Microsoft Notepad Zero-Day Vulnerability Can Lead to Remote Shell Access

Last updated September 23, 2021
Written by:
Bill Toulas
Bill Toulas
Cybersecurity Journalist

According to the findings of a Google Project Zero researcher, Tavis Ormandy, it is possible to exploit a previously undiscovered memory corruption bug in Microsoft Notepad to open remote shell access. This could be leveraged by attackers who want to achieve a first contact and point of infiltration on a target system. The researcher has revealed the fact of the bug discovery but hasn’t shared any technical details about it as Microsoft is currently working on fixing it. If the tech giant fails to address the bug in three months from now, the researcher will fully disclose it.

What he did share is that the flaw is really severe, meaning that it can lead to serious problems. As Notepad is the Microsoft Windows default text editor since 1983, almost all computers out there have it, and so the possible exploitation potential is very high. Fortunately, malicious hackers don’t know what the vulnerability is exactly, but the speculation on social media platforms has already started. After all, and as other researchers point out, Notepad is exposing so little of an attack surface that finding a severe bug that allows a remote shell connection is pretty crazy.

Some researchers believe that no matter what the severity of the Notepad bug is, the main problem for the attackers would be to launch Notepad and have it parse a file. While this was possible to do in the past through the manipulation of an Internet Explorer 11 vulnerability, it is now considered next to impossible as all of the relevant flaws have been plugged. So, the Notepad memory corruption bug may be there, and it may be hazardous, but one would have to sit on the target computer and launch the text editing application, so there can’t really be a successful method of remote exploitation.

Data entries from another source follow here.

PR #30, opened 2026-07-31
CI, tooling & test hygiene (P5.8, P4.12, P4.13, P5.10, P5.11, INIT.6)

YeapJieShen:
Six independent hygiene items. **No `sisr/` source changes.**

| Item | Change |
|---|---|
| **P4.12** | Remove `-n 2 --dist=loadscope` from `addopts` so a bare local `pytest` runs serial. The measurement comment block is **relocated verbatim** into `test.yml`, not deleted. |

More security specialists add that the ASLR (Address Space Layout Randomization) which prevents the exploitation of memory corruption vulnerabilities would be an insurmountable problem for an attacker to surpass. Getting around the CFG (Control Flow Guard) exploit mitigation would also be a hard feat to achieve in the context of exploiting the particular bug. Ormandy accepted the considerations of his colleagues but insists that he has managed to find a path to remote exploitation based on the memory corruption bug. Whatever the case is, this has created a unique kind of anticipation in the world of cyber-security, and until Microsoft fixes the flaw, we will have to wait for the proof-of-concept code to emerge.